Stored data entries
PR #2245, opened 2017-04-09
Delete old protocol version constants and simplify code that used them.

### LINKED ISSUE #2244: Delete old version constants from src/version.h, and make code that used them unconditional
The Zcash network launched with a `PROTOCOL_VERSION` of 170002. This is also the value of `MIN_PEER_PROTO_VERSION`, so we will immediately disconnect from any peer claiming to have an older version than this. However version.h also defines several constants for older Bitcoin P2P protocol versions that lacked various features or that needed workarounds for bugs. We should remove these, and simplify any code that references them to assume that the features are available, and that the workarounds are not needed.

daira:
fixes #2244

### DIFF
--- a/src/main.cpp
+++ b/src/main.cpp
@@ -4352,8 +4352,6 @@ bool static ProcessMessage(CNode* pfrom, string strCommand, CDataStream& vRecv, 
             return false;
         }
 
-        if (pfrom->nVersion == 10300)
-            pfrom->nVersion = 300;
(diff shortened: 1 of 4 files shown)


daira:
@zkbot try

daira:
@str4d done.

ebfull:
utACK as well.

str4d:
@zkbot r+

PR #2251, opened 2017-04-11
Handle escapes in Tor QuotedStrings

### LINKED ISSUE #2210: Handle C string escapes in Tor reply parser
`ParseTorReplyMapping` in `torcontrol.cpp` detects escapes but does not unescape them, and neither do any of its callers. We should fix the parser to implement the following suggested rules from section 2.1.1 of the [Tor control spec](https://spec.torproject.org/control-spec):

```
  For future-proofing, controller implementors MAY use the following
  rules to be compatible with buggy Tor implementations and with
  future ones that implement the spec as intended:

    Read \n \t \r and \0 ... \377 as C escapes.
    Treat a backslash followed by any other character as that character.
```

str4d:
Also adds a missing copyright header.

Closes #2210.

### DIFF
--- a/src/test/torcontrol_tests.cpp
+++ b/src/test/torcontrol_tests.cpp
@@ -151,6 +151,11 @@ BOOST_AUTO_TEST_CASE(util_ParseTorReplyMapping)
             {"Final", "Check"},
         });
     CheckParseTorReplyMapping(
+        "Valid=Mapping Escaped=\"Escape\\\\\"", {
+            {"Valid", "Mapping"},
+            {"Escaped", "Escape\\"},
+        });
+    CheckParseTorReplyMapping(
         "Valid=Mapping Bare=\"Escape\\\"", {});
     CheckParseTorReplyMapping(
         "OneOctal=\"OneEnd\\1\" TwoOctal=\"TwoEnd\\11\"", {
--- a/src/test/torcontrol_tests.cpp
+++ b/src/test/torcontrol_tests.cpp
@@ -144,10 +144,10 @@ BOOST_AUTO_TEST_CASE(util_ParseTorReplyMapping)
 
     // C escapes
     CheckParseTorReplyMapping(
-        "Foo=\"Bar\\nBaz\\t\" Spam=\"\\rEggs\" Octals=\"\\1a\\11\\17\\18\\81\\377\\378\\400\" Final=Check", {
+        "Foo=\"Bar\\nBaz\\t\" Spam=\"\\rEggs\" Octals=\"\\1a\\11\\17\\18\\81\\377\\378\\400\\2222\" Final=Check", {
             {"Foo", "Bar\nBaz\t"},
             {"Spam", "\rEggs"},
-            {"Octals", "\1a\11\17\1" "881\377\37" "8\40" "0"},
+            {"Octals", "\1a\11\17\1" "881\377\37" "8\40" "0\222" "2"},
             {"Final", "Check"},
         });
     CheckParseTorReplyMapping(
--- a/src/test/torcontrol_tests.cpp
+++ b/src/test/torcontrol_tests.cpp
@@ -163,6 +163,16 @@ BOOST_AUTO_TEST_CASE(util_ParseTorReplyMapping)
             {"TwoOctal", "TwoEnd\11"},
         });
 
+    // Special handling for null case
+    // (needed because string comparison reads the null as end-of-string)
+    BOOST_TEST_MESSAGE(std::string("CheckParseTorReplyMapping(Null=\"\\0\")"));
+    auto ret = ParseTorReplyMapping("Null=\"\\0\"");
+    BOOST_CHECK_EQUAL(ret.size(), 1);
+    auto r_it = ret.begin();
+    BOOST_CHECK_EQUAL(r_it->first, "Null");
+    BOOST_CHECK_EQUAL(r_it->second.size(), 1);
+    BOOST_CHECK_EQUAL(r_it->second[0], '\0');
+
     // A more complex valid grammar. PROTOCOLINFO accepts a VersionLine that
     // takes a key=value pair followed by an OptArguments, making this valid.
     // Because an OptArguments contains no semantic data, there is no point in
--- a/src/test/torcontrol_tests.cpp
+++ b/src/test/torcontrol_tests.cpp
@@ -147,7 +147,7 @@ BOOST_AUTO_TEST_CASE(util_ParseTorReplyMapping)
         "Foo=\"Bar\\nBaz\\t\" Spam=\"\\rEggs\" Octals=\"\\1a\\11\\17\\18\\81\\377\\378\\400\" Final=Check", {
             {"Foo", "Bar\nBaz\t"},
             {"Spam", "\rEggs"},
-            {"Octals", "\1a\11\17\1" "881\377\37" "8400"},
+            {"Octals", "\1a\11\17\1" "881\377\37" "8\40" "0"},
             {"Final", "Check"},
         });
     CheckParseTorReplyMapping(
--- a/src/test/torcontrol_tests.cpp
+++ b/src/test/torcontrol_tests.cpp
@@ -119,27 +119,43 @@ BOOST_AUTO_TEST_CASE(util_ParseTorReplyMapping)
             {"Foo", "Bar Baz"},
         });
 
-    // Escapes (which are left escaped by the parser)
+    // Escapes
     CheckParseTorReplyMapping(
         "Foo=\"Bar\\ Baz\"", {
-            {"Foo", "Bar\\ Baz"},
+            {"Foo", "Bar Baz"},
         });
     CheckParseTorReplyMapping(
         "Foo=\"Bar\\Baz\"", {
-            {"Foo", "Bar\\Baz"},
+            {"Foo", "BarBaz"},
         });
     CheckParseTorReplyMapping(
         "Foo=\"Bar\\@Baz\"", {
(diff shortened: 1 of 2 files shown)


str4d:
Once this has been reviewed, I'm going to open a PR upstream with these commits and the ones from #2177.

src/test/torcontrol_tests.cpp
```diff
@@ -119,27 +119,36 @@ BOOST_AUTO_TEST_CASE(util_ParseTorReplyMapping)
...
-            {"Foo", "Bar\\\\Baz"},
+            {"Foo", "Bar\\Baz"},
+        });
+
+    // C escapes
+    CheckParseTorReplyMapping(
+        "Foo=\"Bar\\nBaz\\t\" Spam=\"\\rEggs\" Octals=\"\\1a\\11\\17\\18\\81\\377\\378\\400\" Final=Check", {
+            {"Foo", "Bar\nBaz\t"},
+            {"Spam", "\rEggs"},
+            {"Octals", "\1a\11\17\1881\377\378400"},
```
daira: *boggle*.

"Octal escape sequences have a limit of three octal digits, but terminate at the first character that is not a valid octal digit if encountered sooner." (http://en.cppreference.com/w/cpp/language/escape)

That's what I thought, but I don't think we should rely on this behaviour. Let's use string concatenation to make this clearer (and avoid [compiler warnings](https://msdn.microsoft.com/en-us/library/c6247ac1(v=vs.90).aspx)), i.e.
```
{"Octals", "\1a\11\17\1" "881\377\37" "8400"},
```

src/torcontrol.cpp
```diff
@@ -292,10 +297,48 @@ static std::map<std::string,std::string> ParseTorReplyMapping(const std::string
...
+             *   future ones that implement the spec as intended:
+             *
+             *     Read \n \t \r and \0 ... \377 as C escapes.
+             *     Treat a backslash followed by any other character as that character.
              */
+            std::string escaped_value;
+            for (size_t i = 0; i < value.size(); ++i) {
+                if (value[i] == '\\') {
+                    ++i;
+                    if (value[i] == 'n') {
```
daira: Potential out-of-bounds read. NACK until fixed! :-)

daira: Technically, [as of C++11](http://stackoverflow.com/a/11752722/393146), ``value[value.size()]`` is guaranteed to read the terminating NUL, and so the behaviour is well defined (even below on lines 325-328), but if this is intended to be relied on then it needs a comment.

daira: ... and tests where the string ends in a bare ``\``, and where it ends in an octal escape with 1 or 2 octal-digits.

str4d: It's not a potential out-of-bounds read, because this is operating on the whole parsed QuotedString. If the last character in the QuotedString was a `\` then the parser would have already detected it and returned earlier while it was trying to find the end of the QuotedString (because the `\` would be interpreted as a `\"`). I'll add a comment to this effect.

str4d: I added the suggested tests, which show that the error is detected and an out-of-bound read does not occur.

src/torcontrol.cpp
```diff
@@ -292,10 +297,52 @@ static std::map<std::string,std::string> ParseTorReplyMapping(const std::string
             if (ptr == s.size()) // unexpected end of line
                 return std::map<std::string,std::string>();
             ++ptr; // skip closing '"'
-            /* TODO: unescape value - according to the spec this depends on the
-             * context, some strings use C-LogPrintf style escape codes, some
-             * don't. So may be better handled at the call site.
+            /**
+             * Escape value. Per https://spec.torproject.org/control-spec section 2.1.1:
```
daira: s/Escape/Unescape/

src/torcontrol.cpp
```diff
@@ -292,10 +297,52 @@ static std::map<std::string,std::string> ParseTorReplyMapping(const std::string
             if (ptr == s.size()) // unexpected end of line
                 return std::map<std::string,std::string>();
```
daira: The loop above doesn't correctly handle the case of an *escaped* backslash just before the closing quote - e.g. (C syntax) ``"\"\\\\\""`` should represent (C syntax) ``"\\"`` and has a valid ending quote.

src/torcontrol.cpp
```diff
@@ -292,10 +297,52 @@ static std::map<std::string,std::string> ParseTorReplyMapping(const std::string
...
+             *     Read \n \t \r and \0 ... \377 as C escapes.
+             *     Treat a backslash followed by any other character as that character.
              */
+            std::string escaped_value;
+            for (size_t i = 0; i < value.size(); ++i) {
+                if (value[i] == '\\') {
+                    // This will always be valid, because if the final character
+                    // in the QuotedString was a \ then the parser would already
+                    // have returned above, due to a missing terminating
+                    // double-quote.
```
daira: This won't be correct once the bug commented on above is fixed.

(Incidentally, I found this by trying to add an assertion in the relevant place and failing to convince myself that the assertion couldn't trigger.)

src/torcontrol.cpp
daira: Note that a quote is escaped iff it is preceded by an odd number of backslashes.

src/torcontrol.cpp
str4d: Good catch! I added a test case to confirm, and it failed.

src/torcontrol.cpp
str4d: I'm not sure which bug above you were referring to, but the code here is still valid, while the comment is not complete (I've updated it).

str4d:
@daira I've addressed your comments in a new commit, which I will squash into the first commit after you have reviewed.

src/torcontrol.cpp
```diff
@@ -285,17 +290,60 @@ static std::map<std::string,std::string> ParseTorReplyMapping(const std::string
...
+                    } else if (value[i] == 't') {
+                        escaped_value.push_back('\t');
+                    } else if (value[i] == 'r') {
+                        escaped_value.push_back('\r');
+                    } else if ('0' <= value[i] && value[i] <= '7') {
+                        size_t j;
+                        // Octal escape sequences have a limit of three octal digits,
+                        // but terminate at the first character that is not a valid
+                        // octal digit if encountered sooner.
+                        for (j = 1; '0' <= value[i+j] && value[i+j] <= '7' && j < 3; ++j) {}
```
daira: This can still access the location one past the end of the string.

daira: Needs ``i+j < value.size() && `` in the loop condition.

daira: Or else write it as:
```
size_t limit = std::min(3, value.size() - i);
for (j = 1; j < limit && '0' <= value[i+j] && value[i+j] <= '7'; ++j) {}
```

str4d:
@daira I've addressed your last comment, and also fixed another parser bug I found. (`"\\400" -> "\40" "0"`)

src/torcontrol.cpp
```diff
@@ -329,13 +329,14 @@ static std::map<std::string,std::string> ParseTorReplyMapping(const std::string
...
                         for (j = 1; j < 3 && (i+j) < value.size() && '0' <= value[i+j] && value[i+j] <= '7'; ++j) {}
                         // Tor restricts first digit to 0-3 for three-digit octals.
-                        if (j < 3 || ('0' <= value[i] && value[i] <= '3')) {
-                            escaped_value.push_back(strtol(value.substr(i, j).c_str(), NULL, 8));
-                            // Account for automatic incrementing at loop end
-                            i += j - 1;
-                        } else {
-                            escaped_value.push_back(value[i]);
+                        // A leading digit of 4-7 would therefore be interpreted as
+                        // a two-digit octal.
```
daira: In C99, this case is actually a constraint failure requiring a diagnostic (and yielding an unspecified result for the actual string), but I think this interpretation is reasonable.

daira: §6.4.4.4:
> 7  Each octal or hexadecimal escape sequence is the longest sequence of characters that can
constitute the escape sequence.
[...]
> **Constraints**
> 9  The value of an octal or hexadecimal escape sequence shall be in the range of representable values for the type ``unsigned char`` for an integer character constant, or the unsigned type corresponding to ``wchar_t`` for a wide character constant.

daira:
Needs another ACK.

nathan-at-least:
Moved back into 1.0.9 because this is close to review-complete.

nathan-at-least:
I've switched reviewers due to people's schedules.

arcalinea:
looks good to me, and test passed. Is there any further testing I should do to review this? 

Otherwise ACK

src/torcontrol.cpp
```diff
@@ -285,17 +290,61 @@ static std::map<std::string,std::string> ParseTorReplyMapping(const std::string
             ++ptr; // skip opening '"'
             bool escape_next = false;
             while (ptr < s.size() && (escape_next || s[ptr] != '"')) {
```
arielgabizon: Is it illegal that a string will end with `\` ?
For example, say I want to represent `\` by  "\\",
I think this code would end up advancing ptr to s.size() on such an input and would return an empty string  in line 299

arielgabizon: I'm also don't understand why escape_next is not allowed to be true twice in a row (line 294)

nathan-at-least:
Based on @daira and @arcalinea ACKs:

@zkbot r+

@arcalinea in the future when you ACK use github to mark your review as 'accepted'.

** Task brief **
Which lines above contain the word "intended"? List them.

** Response to this task **
  future ones that implement the spec as intended:
+             *   future ones that implement the spec as intended:
daira: Technically, [as of C++11](http://stackoverflow.com/a/11752722/393146), ``value[value.size()]`` is guaranteed to read the terminating NUL, and so the behaviour is well defined (even below on lines 325-328), but if this is intended to be relied on then it needs a comment.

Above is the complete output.